**TO DO**
Send back all of the data, word for word.

---- INPUT

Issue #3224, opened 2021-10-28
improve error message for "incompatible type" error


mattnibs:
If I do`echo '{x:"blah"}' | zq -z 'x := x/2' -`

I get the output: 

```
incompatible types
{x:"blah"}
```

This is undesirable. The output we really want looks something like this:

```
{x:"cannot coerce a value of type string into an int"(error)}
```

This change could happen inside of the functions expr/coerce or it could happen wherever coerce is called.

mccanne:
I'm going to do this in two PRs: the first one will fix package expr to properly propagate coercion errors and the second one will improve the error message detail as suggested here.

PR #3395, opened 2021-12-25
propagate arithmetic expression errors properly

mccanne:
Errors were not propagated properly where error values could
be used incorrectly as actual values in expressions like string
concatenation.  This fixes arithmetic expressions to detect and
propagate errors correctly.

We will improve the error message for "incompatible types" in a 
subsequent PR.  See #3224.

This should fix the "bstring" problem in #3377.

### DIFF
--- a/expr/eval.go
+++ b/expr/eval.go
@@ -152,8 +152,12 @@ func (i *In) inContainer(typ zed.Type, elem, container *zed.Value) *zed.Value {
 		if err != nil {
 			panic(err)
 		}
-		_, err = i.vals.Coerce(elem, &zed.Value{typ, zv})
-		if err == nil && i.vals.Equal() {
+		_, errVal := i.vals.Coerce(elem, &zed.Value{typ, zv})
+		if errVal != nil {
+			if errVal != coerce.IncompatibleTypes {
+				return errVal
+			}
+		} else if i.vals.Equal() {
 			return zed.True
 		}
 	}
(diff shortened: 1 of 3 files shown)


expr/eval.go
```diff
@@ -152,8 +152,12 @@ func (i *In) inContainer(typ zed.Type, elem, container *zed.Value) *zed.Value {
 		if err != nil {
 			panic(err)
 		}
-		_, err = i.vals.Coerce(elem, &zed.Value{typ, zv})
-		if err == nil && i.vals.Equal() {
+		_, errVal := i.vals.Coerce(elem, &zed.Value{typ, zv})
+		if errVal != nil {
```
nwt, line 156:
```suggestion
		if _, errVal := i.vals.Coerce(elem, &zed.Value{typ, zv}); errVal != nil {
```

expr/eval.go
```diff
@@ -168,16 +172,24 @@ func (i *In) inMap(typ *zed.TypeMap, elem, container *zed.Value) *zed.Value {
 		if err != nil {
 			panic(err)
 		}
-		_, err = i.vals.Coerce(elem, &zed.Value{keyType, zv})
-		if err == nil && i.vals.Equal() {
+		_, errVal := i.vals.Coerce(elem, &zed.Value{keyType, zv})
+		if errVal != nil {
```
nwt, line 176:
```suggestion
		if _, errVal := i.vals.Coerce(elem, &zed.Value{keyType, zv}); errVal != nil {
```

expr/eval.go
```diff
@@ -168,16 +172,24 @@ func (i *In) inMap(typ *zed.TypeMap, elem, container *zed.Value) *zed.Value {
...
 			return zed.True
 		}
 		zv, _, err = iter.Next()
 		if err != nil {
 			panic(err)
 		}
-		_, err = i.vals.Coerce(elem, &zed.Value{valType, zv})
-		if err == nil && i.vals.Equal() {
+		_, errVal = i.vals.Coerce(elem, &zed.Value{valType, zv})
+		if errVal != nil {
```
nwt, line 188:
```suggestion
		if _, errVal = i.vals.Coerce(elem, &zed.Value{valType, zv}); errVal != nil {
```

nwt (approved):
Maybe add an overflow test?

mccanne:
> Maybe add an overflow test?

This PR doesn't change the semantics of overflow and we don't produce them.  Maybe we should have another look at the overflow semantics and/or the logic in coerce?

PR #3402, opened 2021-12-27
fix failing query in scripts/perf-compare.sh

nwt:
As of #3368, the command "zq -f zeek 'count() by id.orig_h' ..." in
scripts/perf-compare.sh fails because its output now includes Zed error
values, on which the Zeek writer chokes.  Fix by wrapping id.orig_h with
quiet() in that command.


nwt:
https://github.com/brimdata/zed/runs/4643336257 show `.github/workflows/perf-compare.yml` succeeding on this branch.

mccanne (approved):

--------

**SOLUTION**
Issue #3224, opened 2021-10-28
improve error message for "incompatible type" error


mattnibs:
If I do`echo '{x:"blah"}' | zq -z 'x := x/2' -`

I get the output: 

```
incompatible types
{x:"blah"}
```

This is undesirable. The output we really want looks something like this:

```
{x:"cannot coerce a value of type string into an int"(error)}
```

This change could happen inside of the functions expr/coerce or it could happen wherever coerce is called.

mccanne:
I'm going to do this in two PRs: the first one will fix package expr to properly propagate coercion errors and the second one will improve the error message detail as suggested here.

PR #3395, opened 2021-12-25
propagate arithmetic expression errors properly

mccanne:
Errors were not propagated properly where error values could
be used incorrectly as actual values in expressions like string
concatenation.  This fixes arithmetic expressions to detect and
propagate errors correctly.

We will improve the error message for "incompatible types" in a 
subsequent PR.  See #3224.

This should fix the "bstring" problem in #3377.

### DIFF
--- a/expr/eval.go
+++ b/expr/eval.go
@@ -152,8 +152,12 @@ func (i *In) inContainer(typ zed.Type, elem, container *zed.Value) *zed.Value {
 		if err != nil {
 			panic(err)
 		}
-		_, err = i.vals.Coerce(elem, &zed.Value{typ, zv})
-		if err == nil && i.vals.Equal() {
+		_, errVal := i.vals.Coerce(elem, &zed.Value{typ, zv})
+		if errVal != nil {
+			if errVal != coerce.IncompatibleTypes {
+				return errVal
+			}
+		} else if i.vals.Equal() {
 			return zed.True
 		}
 	}
(diff shortened: 1 of 3 files shown)


expr/eval.go
```diff
@@ -152,8 +152,12 @@ func (i *In) inContainer(typ zed.Type, elem, container *zed.Value) *zed.Value {
 		if err != nil {
 			panic(err)
 		}
-		_, err = i.vals.Coerce(elem, &zed.Value{typ, zv})
-		if err == nil && i.vals.Equal() {
+		_, errVal := i.vals.Coerce(elem, &zed.Value{typ, zv})
+		if errVal != nil {
```
nwt, line 156:
```suggestion
		if _, errVal := i.vals.Coerce(elem, &zed.Value{typ, zv}); errVal != nil {
```

expr/eval.go
```diff
@@ -168,16 +172,24 @@ func (i *In) inMap(typ *zed.TypeMap, elem, container *zed.Value) *zed.Value {
 		if err != nil {
 			panic(err)
 		}
-		_, err = i.vals.Coerce(elem, &zed.Value{keyType, zv})
-		if err == nil && i.vals.Equal() {
+		_, errVal := i.vals.Coerce(elem, &zed.Value{keyType, zv})
+		if errVal != nil {
```
nwt, line 176:
```suggestion
		if _, errVal := i.vals.Coerce(elem, &zed.Value{keyType, zv}); errVal != nil {
```

expr/eval.go
```diff
@@ -168,16 +172,24 @@ func (i *In) inMap(typ *zed.TypeMap, elem, container *zed.Value) *zed.Value {
...
 			return zed.True
 		}
 		zv, _, err = iter.Next()
 		if err != nil {
 			panic(err)
 		}
-		_, err = i.vals.Coerce(elem, &zed.Value{valType, zv})
-		if err == nil && i.vals.Equal() {
+		_, errVal = i.vals.Coerce(elem, &zed.Value{valType, zv})
+		if errVal != nil {
```
nwt, line 188:
```suggestion
		if _, errVal = i.vals.Coerce(elem, &zed.Value{valType, zv}); errVal != nil {
```

nwt (approved):
Maybe add an overflow test?

mccanne:
> Maybe add an overflow test?

This PR doesn't change the semantics of overflow and we don't produce them.  Maybe we should have another look at the overflow semantics and/or the logic in coerce?

PR #3402, opened 2021-12-27
fix failing query in scripts/perf-compare.sh

nwt:
As of #3368, the command "zq -f zeek 'count() by id.orig_h' ..." in
scripts/perf-compare.sh fails because its output now includes Zed error
values, on which the Zeek writer chokes.  Fix by wrapping id.orig_h with
quiet() in that command.


nwt:
https://github.com/brimdata/zed/runs/4643336257 show `.github/workflows/perf-compare.yml` succeeding on this branch.

mccanne (approved):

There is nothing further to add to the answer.